Как только Фрида повесила трубку, телефон снова зазвонил. Это был Исмаил. Он не изменился, не отвернулся, не начал ее презирать – он все еще хотел с ней встречаться!
На следующий день он позвонил Фриде, чтобы пригласить его на концерт Мюзейен Серан в госпитале Джеррахпаша. Будет что-то вроде «вечера моральной терапии для не очень тяжелых пациентов».
Как-то раз они слушали вместе Шестую симфонию Чайковского в Народном доме района Эминёню. «Когда у меня появятся деньги, чтобы купить себе граммофон и пластинку, я первым делом куплю эту пьесу», – сказал Исмаил после концерта.
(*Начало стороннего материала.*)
PR #2170, opened 2024-02-27
Change noisy alarm in discount-api

rupertbates:
## What does this change?
Changes the alarm in the discount api to trigger on 500 errors not 400s as it did previously. 

400s are expected from the discount api as it responds with them when a user is not eligible for a discount due to one of a number of reasons so we do not want to alarm on it.

### DIFF
--- a/cdk/lib/discount-api.ts
+++ b/cdk/lib/discount-api.ts
@@ -125,9 +125,9 @@ export class DiscountApi extends GuStack {
 		const alarmDescription = (description: string) =>
 			`Impact - ${description}. Follow the process in https://docs.google.com/document/d/1_3El3cly9d7u_jPgTcRjLxmdG2e919zCLvmcFCLOYAk/edit`;
 
-		new GuAlarm(this, 'ApiGateway4XXAlarmCDK', {
+		new GuAlarm(this, 'ApiGateway5XXAlarmCDK', {
 			app,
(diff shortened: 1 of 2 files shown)


tomrf1 (approved):

cdk/lib/discount-api.ts
```diff
@@ -125,9 +125,9 @@ export class DiscountApi extends GuStack {
 		const alarmDescription = (description: string) =>
 			`Impact - ${description}. Follow the process in https://docs.google.com/document/d/1_3El3cly9d7u_jPgTcRjLxmdG2e919zCLvmcFCLOYAk/edit`;
 
-		new GuAlarm(this, 'ApiGateway4XXAlarmCDK', {
+		new GuAlarm(this, 'ApiGateway5XXAlarmCDK', {
 			app,
-			alarmName: alarmName('API gateway 4XX response'),
+			alarmName: alarmName('API gateway 5XX response'),
 			alarmDescription: alarmDescription(
 				'Discount api received an invalid request',
```
johnduffell, line 132:
```suggestion
				'Discount api had something go wrong internally during a request',
```

johnduffell: actually this is impact
```suggestion
				'Discount api could not display/apply a discount to an existing subscription via Manage',
```

johnduffell (approved):
with a small tweak

PR #2182, opened 2024-03-01
Enable discount at point of acquisition in new-product-api

LAKSHMIRPILLAI:
## What does this change?

As part of the new 3 tier product proposition, we need to be able to add discounts to Supporter Plus subscriptions at the point of acquisition in Salesforce.

This PR updates the AddSubscriptionRequest object with a discountRatePlanId  ( an Optional ProductRatePlanId) and is passed to Zuora along with the other ratePlans  when ever  a new subscription is added to an existing Zuora account.This change is done for products  like - SupporterPlus, Guardian Weekly, Digital Subs, Newspaper

### DIFF
--- a/handlers/new-product-api/src/main/scala/com/gu/newproduct/api/addsubscription/AddDigipackSub.scala
+++ b/handlers/new-product-api/src/main/scala/com/gu/newproduct/api/addsubscription/AddDigipackSub.scala
@@ -49,15 +49,32 @@ class AddDigipackSub(
     zuoraRatePlanId <- getZuoraRateplanId(request.planId)
       .toApiGatewayContinueProcessing(internalServerError(s"no Zuora id for ${request.planId}!"))
       .toAsync
+    ratePlans = request.discountRatePlanId
+      .map(id =>
+        List(
+          ZuoraCreateSubRequestRatePlan(
+            productRatePlanId = id,
+            maybeChargeOverride = None,
+          ),
+          ZuoraCreateSubRequestRatePlan(
+            maybeChargeOverride = None,
+            productRatePlanId = zuoraRatePlanId,
+          ),
+        ),
+      )
+      .getOrElse(
+        List(
+          ZuoraCreateSubRequestRatePlan(
+            maybeChargeOverride = None,
+            productRatePlanId = zuoraRatePlanId,
+          ),
+        ),
+      )
+
     createSubRequest = ZuoraCreateSubRequest(
       request = request,
       acceptanceDate = request.startDate,
-      ratePlans = List(
-        ZuoraCreateSubRequestRatePlan(
-          maybeChargeOverride = None,
-          productRatePlanId = zuoraRatePlanId,
-        ),
-      ),
+      ratePlans = ratePlans,
     )
     subscriptionName <- createSubscription(createSubRequest).toAsyncApiGatewayOp("create digiPack subscription")
     plan = getPlan(request.planId)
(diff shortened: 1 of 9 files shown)


handlers/new-product-api/src/main/scala/com/gu/newproduct/api/addsubscription/AddGuardianWeeklySub.scala
```diff
@@ -143,25 +143,53 @@ object AddGuardianWeeklySub {
...
-          acceptanceDate = request.startDate.plusWeeks(6),
-          ratePlans = List(
-            ZuoraCreateSubRequestRatePlan(
-              productRatePlanId = zuora6for6RatePlanAndCharge.productRatePlanId,
-              maybeChargeOverride = Some(
-                ChargeOverride(
-                  amountMinorUnits = None,
-                  productRatePlanChargeId = zuora6for6RatePlanAndCharge.productRatePlanChargeId,
-                  triggerDate = Some(request.startDate),
+
```
graham228221, line 146: I think you're only implementing the discountRatePlanId changes for the case `if (request.planId == sixForSixPlanId)`, but it should be implemented for the `else` as well.

graham228221: You could also actually move your chances so that they are ONLY in the `else` block because 6for6 already has a discount and wouldn't/shouldn't have another acquisition discount applied on top. 

Even better, we could remove 6for6 completely as it is not offered to customers any more. But that's probably outside the scope of your PR!

LAKSHMIRPILLAI: yes, thank you for spotting this.I have updated it for the else block now, keeping the changes for sixForSixPlanId .But I will remove the 6for6 code completely in a follow up  PR

JoeMitchellGuardian (approved):
I'm happy to approve this! If you want to wait for Rupert or a server side developer to take a look before merging then that's fine too!

handlers/new-product-api/src/main/scala/com/gu/newproduct/api/addsubscription/AddDigipackSub.scala
```diff
@@ -49,15 +49,32 @@ class AddDigipackSub(
...
+        ),
+      )
+      .getOrElse(
+        List(
+          ZuoraCreateSubRequestRatePlan(
+            maybeChargeOverride = None,
+            productRatePlanId = zuoraRatePlanId,
+          ),
+        ),
+      )
```
rupertbates, line 72:
```suggestion
        ratePlans = List(
      ZuoraCreateSubRequestRatePlan(
        maybeChargeOverride = None,
        productRatePlanId = zuoraRatePlanId,
      ),
    ) ++ request.discountRatePlanId
      .map(id =>
        List(
          ZuoraCreateSubRequestRatePlan(
            productRatePlanId = id,
            maybeChargeOverride = None,
          ),
        ),
      )
      .getOrElse(Nil)
```

I think this is actually better because we don't have to define the second rate plan twice

handlers/new-product-api/src/main/scala/com/gu/newproduct/api/addsubscription/AddGuardianWeeklySub.scala
rupertbates: I would remove it from the the 6 for 6 part because as Graham says we would not apply a discount to 6 for 6 even if we did still sell it.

Фрида любила и классическую, и турецкую музыку, но этот жанр был ей незнаком. Однако после воскресенья ей нужно было встретиться с Исмаилом в другой обстановке. Она согласилась.
Она не могла поверить своим глазам, когда вошла в анатомический театр больницы Джеррахпаша. Амфитеатр постепенно заполнялся пациентами, которые смогли встать с коек, врачами, администраторами, медсестрами. Подиум, на котором обычно все было заставлено подставками с пробирками для опытов, баллонами с воздухом, бутылями спирта, инструментами и реактивами, был расчищен, и на нем стояли музыканты.
– По обе стороны от Мюзейен-ханым – это все известные исполнители: Селахаттин Пынар, Неджати Токьяй, Уди Кадри… – перечислял Исмаил на ухо Фриде с восхищением.
Эти имена ни о чем ей не говорили, но она кивала, стараясь казаться заинтересованной. Они сели.
Без тебя мои глаза и сердце плачут.
Если я не вижу тебя хотя бы миг, я плачу.